Reviews

The Leisure Society

Supermodels Twiggy and Jerry Hall became actors with a fair degree of success, and now the signs seem fairly good for their catwalk junior, 29 year-old Agyness Deyn, who makes a poised and promising stage debut as a free-living sex buddy in a rather shocking comedy of middle-class immorality.

Not least among the points of interest about The Leisure Society is that it comes from Quebecois writer Franҫois Archambault – a Montreal compatriot of Michel Tremblay and Robert Lepage – in a smart translation by Bobby Theodore, directed by a Pinter specialist, Harry Burton, and also starring Ed Stoppard, hotfoot from the new Upstairs Downstairs.

There’s a kind of cultural stamp and vintage about the short 90-minute event in the smaller of the Trafalgar Studios (the coffin, I call it) that is not let down by the reality of the show.

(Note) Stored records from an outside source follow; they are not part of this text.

PR #1252, opened 2018-12-11
Photomultiplier Tube library

ferdymercury:
Here the first schematic symbol of a PMT. It follows this datasheet, but it is made abstract, so not atomic:
https://www.hamamatsu.com/resources/pdf/etd/R9800_TPMH1298E.pdf

------------


ferdymercury:
image

myfreescalewebpage:
Hi @ferdymercury , thanks for contributing,

Librarians, not sure this to be added in a new library ? According to me it's just to be added in Sensor_Optical. What do you think ?

@ferdymercury you made a generic symbol, but I think it's better to make an atomic part (called R9800), isn't it ? Are all photo-multipliers the same number of pads etc ? Also, I think the design should be inspired of the devices in the Valve library.

Cheers,
Joel

ferdymercury:
There are many photomultiplier of different brands with 8 pins, thats why I preferred not to do an atomic part.

Because this sensor is kind of special and big, I thought it could go into a special library. But if librarians prefer, it could be moved to Sensor Optical lib

myfreescalewebpage:
Just want to say that the physical size of the part is not a criteria to add it in a new library. Librarians, your opinion ?

ferdymercury:
Fixed according to your comments, thanks.

myfreescalewebpage:
@ferdymercury thanks!

Additional comments:
- [ ] Remove the question mark in the footprint filters, `*`is enough : `PMT*25.4mm*` and `PMT*50.8mm*`
- [ ] Move reference in top left corner

I'm still in doubt regarding to generic/atomic decision. The FP filter added let thinking it should be atomic... To any librarians (@poeschlr ?) what do you think about that ?

Cheers,
Joel

ferdymercury:
Fixed both things, thanks.

There are several 8-stage PMTs, some with a 1 inch diameter, some with 2 inch diameter, from different vendors, etc.

myfreescalewebpage:
@ferdymercury Thanks, no other comment on my side, just let other librarians have a look regarding my previous question:

> I'm still in doubt regarding to generic/atomic decision. The FP filter added let thinking it should be atomic... To any librarians (@poeschlr ?) what do you think about that ?

Cheers,
Joel

ferdymercury:
I also have the question if we should incorporate the electrostatic shielding in this symbol, or as an external symbol? Or as a shielded variant of this one?

image

And what about the Valve library consistency, should I remove the filled background?

ferdymercury:
To add some info to the discussion, this was the symbol style many years ago (I find it cool)

image
image

myfreescalewebpage:
@ferdymercury I wasn't aware of this kind of device but the photos are nice and very helpful to progress. I will do the review asap.

Joel

myfreescalewebpage:
@ferdymercury 

I see two possibilities today:
- You want to keep it generic symbol, I have no comment on it, it is okay for me and can be merged
- You plan to submit some footprints for this kind of symbols, in this case pad numbers are important and must match the datasheets, and in this case it should be modified and duplicated for each part with correct pin numbering, datasheet lin, footprint, etc

Please let me know your option.
Joel

ferdymercury:
I do not plan to submit footprints of this symbol in the near future.

ferdymercury:
> I also have the question if we should incorporate the electrostatic shielding in this symbol, or as an external symbol? Or as a shielded variant of this one?
> 
> image
> 
> And what about the Valve library consistency, should I remove the filled background?

What's your opinion about the optional shield?

myfreescalewebpage:
You can have the two versions, shielded and not shielded. However, the shielded version must have Cathode+Dynode+Anode+Shield. Because it's only device, it is not possible to accept a separated shielding in another device.

ferdymercury:
Added shielded version, thanks for the review.

diegoherranz:
If we eventually start having many PMTs, it may make sense to have a separate library. In the meantime, I guess it's OK to have it in Sensor_Optical.
Thanks!

ferdymercury:
fixed both, thanks for the review.

Yes, the magnetic pin can be wired, see http://www.fusor.net/board/viewtopic.php?t=6185#p41029

myfreescalewebpage:
> the magnetic pin can be wired

Sure, I was just surprised by the previous design of the design.
Current cone is okay for me, no more questions or comment, merging.
Thanks for your job !

Joel

zegarac:
Ehh i need PMT component symbol to document something (R374 with 11 dynodes version) i have made with it, and it is not submitted (don't see it in standard lib), so ill have to draw my own 8-/ Cant believe you have MPPC's (very recent parts) and not PMT's which are being used for many decades now...

evanshultz:
I'm obviously late to the party here, but just saw this PR when it was re-surfaced...

A few notes, and bear in mind this type of component is outside my field of expertise:
1. We use `_Shielded` as a suffix for other part types with a shield. Like connectors.
1. Where there are internal lines connecting, a 10mil dot should be placed.
1. There are text and lines crashing in the shielded version.
1. The symbol is huge.
1. Is there a reason not to capitalize all pin names?
1. Pin lengths are longer than required. Usually the pin will only reach the boundary of the symbol so the pin name, if shown, is centered on the line.
1. There are lines behind the pin lines on all 8 dynode pins, and they're not even consistently placed.
1. If the symbol design makes a pin name redundant, then the pin doesn't need a name. This is understood on FET and BJT symbols because they're common, but folks using PMT symbols should be well-versed in how to apply them as well. Therefore, just a pin number may suffice.
1. For a generic symbol, pin names should be generic. Anode, Cathode, etc. ought to be clear. Since PMTs appear to contain a variable number of dynodes, does DY1 give more clarity than just D1?
1. Underscores could be applied to separate the part type, exact part info (dynode quantity in this case), and then unique info (shielded or not).
1. Does electrostatic and magnetic shielding always come together? If not, maybe there's a naming scheme that would accommodate all symbols with variations in shielding? From the quick reading I've done, magnetic shielding is by a high-perm metal which is a separate piece from the tube. Again, this isn't my strength in the electronics field and maybe there are integrated magnetic shields.
1. NC pins should be considered because CvPcb will need them to match with the pin count of the footprint. Since these are generic symbols we probably don't care, but in general if there are standard packages the pin count matching must be considered.
1. Does IEEE 315-1975 mention the ref des prefix? In this case, all tubes I see expect rectifier tubes should use V.
1. Does that same doc give guidance to the symbol design? This is a good check for any new symbol. In this case, I see a couple of potentially-relevant sections:
image
image

I don't mean to sound negative. Please don't take anything that way. We went around a few times about the Geiger-Muller counter when that symbol was introduced. So in light of that, and a full symbol redesign that occurred after merging an initial one, I wanted to write down some thoughts when I saw this new type of symbol as well.

Here's a quick hack job to make another version of this symbol for possible discussion:
image
```
# PMT_x08_Shielded
#
DEF PMT_x08_Shielded V 0 20 Y Y 1 F N
F0 "V" -250 550 50 H V C CNN
F1 "PMT_x08_Shielded" 50 550 50 H V L CNN
F2 "" 0 100 50 V I C CNN
F3 "" 0 100 50 V I C CNN
$FPLIST
 PMT*
$ENDFPLIST
DRAW
A 0 0 447 634 1166 0 1 0 N 200 400 -200 400
A 225 -400 25 -899 899 0 1 0 N 225 -425 225 -375
A 225 -300 25 -899 899 0 1 0 N 225 -325 225 -275
A 225 -200 25 -899 899 0 1 0 N 225 -225 225 -175
A 225 -100 25 -899 899 0 1 0 N 225 -125 225 -75
A 225 0 25 -899 899 0 1 0 N 225 -25 225 25
A 225 100 25 -899 899 0 1 0 N 225 75 225 125
A 225 200 25 -899 899 0 1 0 N 225 175 225 225
A 225 300 25 -899 899 0 1 0 N 225 275 225 325
C 0 -450 10 0 1 0 F
C 0 450 10 0 1 0 F
T 0 0 -50 50 0 0 0 Shielding Normal 0 C C
S 300 -500 -300 500 0 1 10 f
P 4 0 0 0 -250 50 -200 50 -200 -150 -250 -150 N
P 2 0 1 5 0 -500 0 -450 N
P 2 0 1 5 0 500 0 450 N
P 2 0 1 0 200 -450 -200 -450 N
P 2 0 1 0 300 -400 250 -400 N
P 2 0 1 0 300 -300 250 -300 N
P 2 0 1 0 300 -200 250 -200 N
P 2 0 1 0 300 -100 250 -100 N
P 2 0 1 0 300 0 250 0 N
P 2 0 1 0 300 100 250 100 N
P 2 0 1 0 300 200 250 200 N
P 2 0 1 0 300 300 250 300 N
X ~ D1 400 300 100 L 50 50 1 1 P
X ~ D2 400 200 100 L 50 50 1 1 P
X ~ D3 400 100 100 L 50 50 1 1 P
X ~ D4 400 0 100 L 50 50 1 1 P
X ~ D5 400 -100 100 L 50 50 1 1 P
X ~ D6 400 -200 100 L 50 50 1 1 P
X ~ D7 400 -300 100 L 50 50 1 1 P
X ~ D8 400 -400 100 L 50 50 1 1 P
X ~ E -400 -100 100 R 50 50 1 1 P
X ~ K 0 600 100 D 50 50 1 1 P
X ~ M -400 0 100 R 50 50 1 1 P
X ~ P 0 -600 100 U 50 50 1 1 P
ENDDRAW
ENDDEF
```

Again, I'm not saying anything needs to change. Just trying to contribute even though I missed out on the previous discussion, with the ultimate goal of having the best possible library for KiCad users that choose to use this library.

ferdymercury:
Thanks @evanshultz for the thorough review. No offense taken, I think it is helpful to discuss this. I did the first symbol of this type here, so it is still a draft and I am happy to change and standardize it, before we make copies with different number of dynodes, as already requested by other users.

>     1. We use `_Shielded` as a suffix for other part types with a shield. Like connectors.
Fine for me to change the name.
 
>     2. Where there are internal lines connecting, a 10mil dot should be placed.
Ok

>     4. The symbol is huge.
I agree, but the component is also huge with respect to any other PCB parts. Also, the most typical use of the PMT is with a voltage divider network, see picture https://user-images.githubusercontent.com/10653970/51792015-d7fdba80-2179-11e9-8b55-93fed8243213.png
I designed it in such a way that a resistor fits exactly between each two pins. I think this way it would be much more helpful to users than having a very compact version where you need to put extra global labels (more effort). Also, it is the typical way of drawing by manufacturers, see https://www.hamamatsu.com/resources/pdf/etd/PMT_handbook_v3aE-Chapter5.pdf
http://lmu.web.psi.ch/docu/manuals/bulk_manuals/PMTs/Photonis_PMT_basics.pdf
http://et-enterprises.com/images/data_sheets/L25D19.pdf 

>     5. Is there a reason not to capitalize all pin names?
Fine for me to capitalize.

>     6. Pin lengths are longer than required. Usually the pin will only reach the boundary of the symbol so the pin name, if shown, is centered on the line.
Good point.

>     7. There are lines behind the pin lines on all 8 dynode pins, and they're not even consistently placed.
My bad.

>     8. If the symbol design makes a pin name redundant, then the pin doesn't need a name. This is understood on FET and BJT symbols because they're common, but folks using PMT symbols should be well-versed in how to apply them as well. Therefore, just a pin number may suffice.
Agreed.

>     9. For a generic symbol, pin names should be generic. Anode, Cathode, etc. ought to be clear. Since PMTs appear to contain a variable number of dynodes, does DY1 give more clarity than just D1?
Both could work. I think we could follow the conventions taken from the one of the biggest manufacturers: https://www.hamamatsu.com/resources/pdf/etd/PMT_handbook_v3aE-Chapter5.pdf
F would be the focusing grid, if any.

>     10. Underscores could be applied to separate the part type, exact part info (dynode quantity in this case), and then unique info (shielded or not).
Agreed. Although probably at some point it is better to just do atomic parts because each PMT tube will have a custom footprint, see e.g. the many number of variations of pins and layout https://www.hamamatsu.com/resources/pdf/etd/PMT_TPMZ0002E.pdf.

>     11. Does electrostatic and magnetic shielding always come together? If not, maybe there's a naming scheme that would accommodate all symbols with variations in shielding? From the quick reading I've done, magnetic shielding is by a high-perm metal which is a separate piece from the tube. Again, this isn't my strength in the electronics field and maybe there are integrated magnetic shields.
Not sure about this, but I think magnetic is an optional but very frequent addition https://www.hamamatsu.com/resources/pdf/etd/PMT_120_en.pdf

>     12. NC pins should be considered because CvPcb will need them to match with the pin count of the footprint. Since these are generic symbols we probably don't care, but in general if there are standard packages the pin count matching must be considered.
Yes, this should be considered when designing atomic parts.

>     13. Does IEEE 315-1975 mention the ref des prefix? In this case, all tubes I see expect rectifier tubes should use V.
Don't understand the question.

>     14. Does that same doc give guidance to the symbol design? This is a good check for any new symbol. In this case, I see a couple of potentially-relevant sections:
>         image
This symbol defined by IEC is nice and compact, and is used mostly for describing the footprint of the PCB. See https://www.ebay.com/i/322918399784?chn=ps https://www.ebay.com/i/322918399784?chn=ps
For a schematics sheet, where you will connect it with a voltage divider network, I prefer the bigger one. See here https://www.hamamatsu.com/resources/pdf/etd/PMT_handbook_v3aE-Chapter5.pdf
See also point 4.

>         image
Good point, we could change the dynode shape to match IEC. 

> I don't mean to sound negative. Please don't take anything that way. We went around a few times about the Geiger-Muller counter when that symbol was introduced. So in light of that, and a full symbol redesign that occurred after merging an initial one, I wanted to write down some thoughts when I saw this new type of symbol as well.
No problem at all, thanks for your input.

> Here's a quick hack job to make another version of this symbol for possible discussion:
> image
I would still prefer the huge version (or we make one with _Small). Otherwise I am fine with your design otherwise. Maybe you could change the dynode shape to match IEC, and do a pull request. Thanks!

evanshultz:
The size of the physical component is unrelated to the symbol size. I see where you're going with the voltage divider, but wires from a small PMT symbol to a string of resistors works fine. So does rotating resistors on their side to reduce their height.

If and when there are footprints we may have to revisit these topics. But ATM the pins are all using names, not numbers, so it should be fairly rugged to support various footprints.

I'll update the dynode pin style and submit a PR.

Stoppard plays a bored, successful 30-something whose marriage to borderline alcoholic Mary (Melanie Gray) is slipping into boredom.

Their baby screams on the intercom which is placed on the un-played grand piano. They are being interviewed for adopting a little Chinese girl. And they have called round best friend Mark (John Schwab) to tell him they don’t want to see him again. He arrives with Deyn’s lissom blonde Paula and stays for dinner and a threesome.

There’s a certain amount of drunken friskiness, most of it offstage, around the swimming pool, in the bedroom (Peter is excluded from some explicit moaning on the intercom) and some nasty revelations about baby-shaking while baby-sitting on both sides; Mark’s ex-wife, whom we don’t see, and who’s had a nose job, was culpable, too.

It’s like a decadent, very funny, collaboration between Edward Albee and Yasmina Reza, with some witty linking classical musical played on steel drums and xylophone.

In a pathetic coda, Stoppard – who proves himself a surprisingly adept farceur in a performance of well-controlled attack – abases himself before Deyn’s cool, gazelle-like siren.

But the conclusion is not entirely unsavoury, and redemption not impossible. Melanie Gray is marvellous as a woman spoilt for options in her private life – we never know what these people actually do for a living; “we don’t drink, we have a child” – but hanging by a thread to her innate sense of decency.